1) Name of the investment: Geothermal energy project BH 1 ORC system for the generation of electricity through the use of geothermal energy in Bors. Jud Bihor - Romania.
The execution of the project is managed by Mr. AVRAM GIGEL DORU as project manager.
2) Investment location: Bors - Bihor Romania
a) Connections:
- Investment involves the existence of electrical networks for energy products and thus connection investment plan and a connection to NPS project will be carried out following NPS.
- Water: a drilling depth of water required to carry out production process will be obtained. These holes drills in the design.
- Channelling: Staff structure consisting of a total of 4 people, which will serve the plant and which will acquire a pit ecological and to the extent approved are installed.

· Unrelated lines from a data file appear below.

PR #163, opened 2023-01-04
Fix SAR arithmetic overflow and copySlice regressions

arcz:
## Checklist

- [x] tested locally
- [ ] added automated tests
- [ ] updated the docs
- [ ] updated the changelog

### DIFF
--- a/src/EVM/Expr.hs
+++ b/src/EVM/Expr.hs
@@ -330,7 +330,6 @@ copySlice a@(Lit srcOffset) b@(Lit dstOffset) c@(Lit size) d@(ConcreteBuf src) e
             else padRight (num size) $ BS.take (num size) (BS.drop (num srcOffset) src)
           tl = BS.drop (num dstOffset + num size) dst
       in ConcreteBuf $ hd <> sl <> tl
-  | size < maxBytes = ConcreteBuf $ BS.replicate (num size) 0
   | otherwise = CopySlice a b c d e
 
 -- copying 32 bytes can be rewritten to a WriteWord on dst (e.g. CODECOPY of args during constructors)
--- a/src/EVM/Expr.hs
+++ b/src/EVM/Expr.hs
@@ -181,8 +181,12 @@ shr = op2
 
 sar :: Expr EWord -> Expr EWord -> Expr EWord
 sar = op2 SAR (\x y ->
-  let asSigned = (fromIntegral y) :: Int256
-  in fromIntegral $ shiftR asSigned (fromIntegral x))
+  let msb = testBit y 255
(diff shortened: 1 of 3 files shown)


src/EVM/Expr.hs
```diff
@@ -319,14 +323,14 @@ copySlice a@(Lit srcOffset) b@(Lit dstOffset) c@(Lit size) d@(ConcreteBuf src) e
...
   | dstOffset < maxBytes
-  , srcOffset < maxBytes
   , size < maxBytes =
       let hd = padRight (num dstOffset) $ BS.take (num dstOffset) dst
           sl = if srcOffset > num (BS.length src)
             then BS.replicate (num size) 0
             else padRight (num size) $ BS.take (num size) (BS.drop (num srcOffset) src)
           tl = BS.drop (num dstOffset + num size) dst
       in ConcreteBuf $ hd <> sl <> tl
+  | size < maxBytes = ConcreteBuf $ BS.replicate (num size) 0
```
msooseth, line 333: Sorry, I don't understand :( So if `dstOffset >= maxBytes` and `size < maxBytes` then we return all-0? I am not familiar with the EVM, is this somewhere described, or am I misunderstanding this? Just wanna make sure I understand this correctly, sorry :(

msooseth: But we are reading from a sane location, right? We are writing to an insane location, that's true. If we were _reading_ from an insane location (if `srcoffset` was insane), then I understand. But it's the `dstoffset` that's insane here, `srcoffset` may well be correct here.

So what you mean is that since we write to an insane location, it will never be read, hence it'll all be 0? Actually, does it make sense to write to an insane location? Maybe such a write should be skipped? (though then I don't know how we'd keep track that it would have ran out of gas).

msooseth: All good! It's actually a highly non-trivial thing! Thanks so much for walking me through it! Good stuff!

msooseth (approved):

src/EVM/Expr.hs
```diff
@@ -319,7 +323,6 @@ copySlice a@(Lit srcOffset) b@(Lit dstOffset) c@(Lit size) d@(ConcreteBuf src) e
 
 copySlice a@(Lit srcOffset) b@(Lit dstOffset) c@(Lit size) d@(ConcreteBuf src) e@(ConcreteBuf dst)
   | dstOffset < maxBytes
-  , srcOffset < maxBytes
```
d-xo, line 322: why?

d-xo:
A little note in the changelog on what was fixed here would be great too

d-xo (approved):
Thanks!

PR #164, opened 2023-01-05
Minor fixes: missing `next`, `mulmod`, `BaseFee`, etc.

msooseth:
## Description
This is a set of things I have found to be missing/incorrect with my fuzzing adventures. In particular, it:
* Adds `-j -O0` option in case you pass ` -f devel` to your `cabal repl test`. This will _significantly_ improve your compile times. Note that you can't do performance debugging with that. I personally plan on using `-f devel` but you can skip this change by not passing `-f devel` and never notice the difference.
* Adds missing `OpBaseFee`
* Adds `StackUnderrun`
* Test for `addmod`
* Simplify a test `return`
* Missing `next` at the end of `EXTCODESIZE`

## Checklist

- [x] tested locally
- [ ] added automated tests
- [ ] updated the docs
- [ ] updated the changelog

### DIFF
--- a/hevm.cabal
+++ b/hevm.cabal
@@ -58,7 +58,7 @@ common shared
   if flag(ci)
     ghc-options: -Werror
   if flag(devel)
-    ghc-options: -j --disable-optimization
+    ghc-options: -j -O0
   default-language: GHC2021
   default-extensions:
     LambdaCase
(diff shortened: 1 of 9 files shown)


d-xo (approved):
looks good!

PR #784, opened 2025-06-28
RFC: Futamura projection proof-of-concept

gustavo-grieco:
## Description

This PR was created just to receive comments regarding a potential usage of the futamura projection. It is not working as it needs a few important pieces more:
1. Take the bytecodes, splits it in basic blocks (with external calls considered as the end of a basic block as well), and save each futamura projection. This needs to be done for every contract involved.
2. Write a top level function, similar to `run` (EVM/Exec.hs) which fetches the current futamura projection and runs it. It should find the next basic block and repeat until the transaction is over.

However, you can take a look a the current proof of concept to see if you like the approch.

The final implementation will requiere a large refactoring of the opcode implementation (but it should not be too hard, since all the code is there). In the meantime, some limited benchmarking could be done, once steps 1 and 2 are complete, using a small number of opcodes in very simple contracts. The final implementation will also require the user to install ghc (or stack) to use this feature.

### DIFF
--- a/hevm.cabal
+++ b/hevm.cabal
@@ -104,6 +104,7 @@ library
     EVM.Format,
     EVM.Fetch,
     EVM.FeeSchedule,
+    EVM.Futamura,
     EVM.Op,
     EVM.Precompiled,
     EVM.RLP,
@@ -141,6 +142,10 @@ library
   install-includes:
     ethjet/tinykeccak.h, ethjet/ethjet.h, ethjet/ethjet-ff.h, ethjet/blake2.h
   build-depends:
+    ghc                               >= 9.6 && < 10,
+    ghc-paths                         >= 0.1,
+    directory                         >= 1.3,
+    temporary                         >= 1.2.0 && < 1.4, 
     system-cxx-std-lib                >= 1.0 && < 2.0,
     QuickCheck                        >= 2.13.2 && < 2.15,
     Decimal                           >= 0.5.1 && < 0.6,
--- a/src/EVM.hs
+++ b/src/EVM.hs
@@ -29,7 +29,7 @@ import EVM.Effects (Config (..))
 
 import Control.Monad (unless, when)
 import Control.Monad.ST (ST)
-import Control.Monad.State.Strict (MonadState, State, get, gets, lift, modify', put)
+import Control.Monad.State.Strict (MonadState, State, StateT, get, gets, lift, modify', put)
 import Data.Bits (FiniteBits, countLeadingZeros, finiteBitSize)
 import Data.ByteArray qualified as BA
 import Data.ByteString (ByteString)
@@ -63,6 +63,7 @@ import Data.Vector.Storable.ByteString (vectorToByteString)
 import Data.Word (Word8, Word32, Word64)
 import Text.Read (readMaybe)
 import Witch (into, tryFrom, unsafeInto, tryInto)
+import Witch.From (From)
 
 import Crypto.Hash (Digest, SHA256, RIPEMD160)
 import Crypto.Hash qualified as Crypto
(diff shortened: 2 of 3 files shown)


msooseth:
Oh wow, this is really cool! I am very busy with writing a presentation for a 4h seminar I will be giving on smart contract verification next week, but I will be back full speed on this and other PRs in about 1-1.5 weeks! This actually looks like a great place to start :) Thanks for this, I really needed this initial kick-off, I think I will be able to do some things from here on!

d-xo:
Very exciting! I'm curious if you had considered at all generating llvm directly instead of haskell?

gustavo-grieco:
Current state of this PR:

* Basic blocks are fully produced (but probably the code to split them is not 100% correct)
* Basic blocks should be properly switch when the PC jumps into them
* Code produced is not very efficient.

Missing components:
* Only a few opcodes implemented. Jumps and calls are missing so we don't know if the basic block switching really works.
* No support for handling more than one contract, nor deploying new ones.

Demo of the code produced:
```
$ hevm exec --code 0x5F5F9000005FFD  --use-futamura
Splitting into basic blocks: [((0,4),[OpPush0,OpPush0,OpSwap 1,OpStop]),((4,5),[OpStop]),((5,7),[OpPush0,OpRevert])]
...
```

The code produced contains this one:

```haskell
runBasicBlock_0_4 :: StateT (VM Concrete s) (ST s) ()
runBasicBlock_0_4 = do
 get >>= \vm ->
   case vm.result of
     Nothing -> let ?op = 1 in runOpcodePush0
     Just r -> return ()
 get >>= \vm ->
   case vm.result of
     Nothing -> let ?op = 1 in runOpcodePush0
     Just r -> return ()
 get >>= \vm ->
   case vm.result of
     Nothing -> let ?op = 1 in runOpcodeSwap (1 :: Int)
     Just r -> return ()
 get >>= \vm ->
   case vm.result of
     Nothing -> let ?op = 1 in runOpcodeStop
     Just r -> return ()
runBasicBlock_4_5 :: StateT (VM Concrete s) (ST s) ()
runBasicBlock_4_5 = do
 get >>= \vm ->
   case vm.result of
     Nothing -> let ?op = 1 in runOpcodeStop
     Just r -> return ()
runBasicBlock_5_7 :: StateT (VM Concrete s) (ST s) ()
runBasicBlock_5_7 = do
 get >>= \vm ->
   case vm.result of
     Nothing -> let ?op = 1 in runOpcodePush0
     Just r -> return ()
 get >>= \vm ->
   case vm.result of
     Nothing -> let ?op = 1 in runOpcodeRevert
     Just r -> return ()
```

gustavo-grieco:
I finally implemented enough opcodes to be able to benchmark a simple loop, with some operations and different revert conditions. The contract I'm using for benchmark looks like this:

```solidity
contract C {
	fallback() payable external {
        uint256 z = 1;
        for (int i = 0; i < (10 ** 6) * 8; i++) {
        	z = 2 * z + 1;
		z = z + 1;
                z = z / 5;
                z = z + 1;
                z = z * 6;
                z = (z * 5) / 10;
        }
        if ((z % 1) == 0) 
	        revert("one");
        if ((z % 2) == 0) 
	        revert("two");
        if ((z % 3) == 0) 
	        revert("three");
        if ((z % 4) == 0) 
	        revert("four");
        }
}
```

Currently, the basic blocks are stored in a map, and then called when need it, using the `dispatcherLoop` function. 
The prototype contains everything needed to run the contract and compare it to the non-futamura execution (e.g. using the interpreter). Unfortunately, **this iteration is around 5% to 10% slower slower than the interpreter** for this contract. I believe there are a few reasons for it:

1. The use of the stack is hard to optimize: it is immutable and requires to be copied every time it is used. There are different options here, either we do stack unboxing where the top of the stack is moved into another data structure and updated when a basic block has finished executing, or we remove the stack completely. Removing the stack means to have a way to compute pure expressions from every basic block, which what they did [the authors of EFCF](https://github.com/uni-due-syssec/efcf-framework).

2. The dispatcher loop calls the compiled basic block code as pointers. This means that GHC cannot see the complete program during the compilation process, and therefore, cannot apply optimizations beyond the basic block level. It seems that basic block optimizations are not enough, and if it is able to reasoning about the complete program, including loops, it will be able to know which parts of the VM state are changed. In order to workaround this, we will need to generate the complete program as Haskell code, not only basic block. 
To get that, we will need to know how basic block are connected so we can chain then with if conditions like this: 
```solidity
runBasicBlock_0_13 :: StateT (VM Concrete s) (ST s) ()
runBasicBlock_0_13 = do
 runOpcodePush 1
 ...
 runOpcodeJumpi
  if cond /= 0
    then runBasicBlock_25_48
    else runBasicBlock_48_49 
```

gustavo-grieco:
I need to discuss with the rest of the team regarding this prototype, but my impression on what needs to be done to unlock full speed here:

1. Process gas and PC at the basic block level, so it will only get updated once. This will mean that, if the gas is not enough to execute the complete basic block, then we can abort the execute before it is finishes. For the PC is easier, since we know the value of it at each point of the basic block.
2. Compute stack items (e.g. last three elements) at the basic block level, this could allow to only execute pure expressions at the end of each basic block instead of the intermediate steps.

gustavo-grieco:
I will come back to this once @blishko have some stable code for the concrete execution.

b) Permissions, releases and agreements necessary:
It will end in agreement with Sc Transgex SRL Contractual Perimeter for investment. Take the following license:
- ATR (connection permit) Area of energy operators;
- approval for the establishment of ANRE;
- building permit from the local authority;
3.) The proposed technical solution: Proposed installation tree geothermal energy from the scope of research for the generation of electricity and thermal residual values gives:
- electricity produced: 16.8 MWp, of which:
- Heat 170grC ... 210grC to 80 l / sec ... 140l / sec
4) technical description: Water from the bore is required with a minimum of 170 ° C and is led through the plant ORC where electrical energy is generated via the turbines and generators. After this process, the remaining temperature of 60 ° C. is passed on and used by the commune. Subsequently, the water is directed into the second bore
Subproject called:
Energy recovery of heat from the system.
4) Project implementation dates:
Work will be expected for a period of up to 14 months from approving ATR and building permit.
• Pannonian Basin is a typical back ark basin with a complex evolution
• It has several shorting strike slip and rifting periods
• The most important factor is a crustal significant thinning and an important uplift of the Mohorovicici unconformity. The main consequence of these processes is an
important geothermal anomaly consisting of a high thermal flux and abnormal temperature gradients.
• Thermal effects lead to subsidence by changing the density structure of the lithosphere so that the isostatic balance is changed.
• The lithosphere can heat up quickly (e.g. via intrusions) but cools more slowly by conduction. If conduction is the primary means of cooling, the lithosphere cools first as a function of the square-root of time and then, after a few tens of millions years, it cools as an exponential.
• As the lithosphere cools, it subsides because colder rock is denser and less buoyant than warm rock. The total amount of time for the lithosphere to cool by conduction is about 150-200 million years.
• Everything else being equal, the total amount of subsidence during cooling is exactly equal to the total amount of uplift during heating. Therefore, is no net subsidence.
Other event must occur to create basin a basin by thermal processes. These processes include: erosion of uplifted areas, thickening of the mantle lid during cooling, or thinning of the crust.
The Pannonian Basin as a representative intermountain or interarc basin was formed mainly during the Neogene by successive and continuous submergence. There was an interaction between depositional subsidence, uplift and erosion. Thus a close relation between sediments and tectonics can be recognized.
The architecture of the overall depression indicates the existence of a combination of normal sedimentary basin and a primary dynamic one that endows it with a complex character.
The rate of subsidence was different in space and time and, as a consequence, many sub- basins of different shapes and depths were formed. The maximum subsidence took place in the Pliocene.
The sedimentary environment had developed progressively from early marine through lacustrine to late fluviatile character, followed by a combination of transgressive and regressive marine to lacustrine processes with intervening deltaic phenomena from Miocene to the Quaternary. A clear cyclic pattern of the Pliocene and Pleistocene sedimentation is indicative of tectonic, eustatic and provenance fluctuation. The closing member of the entire Neogene sedimentary prism is the fluviatile-deltaic Quaternary sequence, which has a maximum total thickness of 800 m. The lower part of the overall sedimentary sequence consists of Miocene and/or Pliocene basal conglomerates and autoclastic rocks, then a subsequent marly to shaly formation with here-and- there layered organic limestone formations of Tortonian age. The total thickness of Miocene is varying from a few ten meters to 3000 m. The Pliocene sequence is characterized exclusively by arenaceous to argillaceous sediments with some basal conglomerates. The total thickness of the entire Pliocene sequence may range up to 5000 m.
During the last 45 years the western part of Romania constituted the object of geological, hydrogeological and geophysical investigations. The works of several specialists have contributed to the geological and hydrogeological knowledge of the Romanian territory (part of the Pannonian basin). A particularly valuable contribution was achieved by the studies carried out by seismic, magneto-metric, air magneto-metric, geo-electric, gravimetric, more recently geothermic surveys whose results are recorded in the works performed by highly appreciated specialists and Institutes from Romania, Hungary, Iceland, Germany.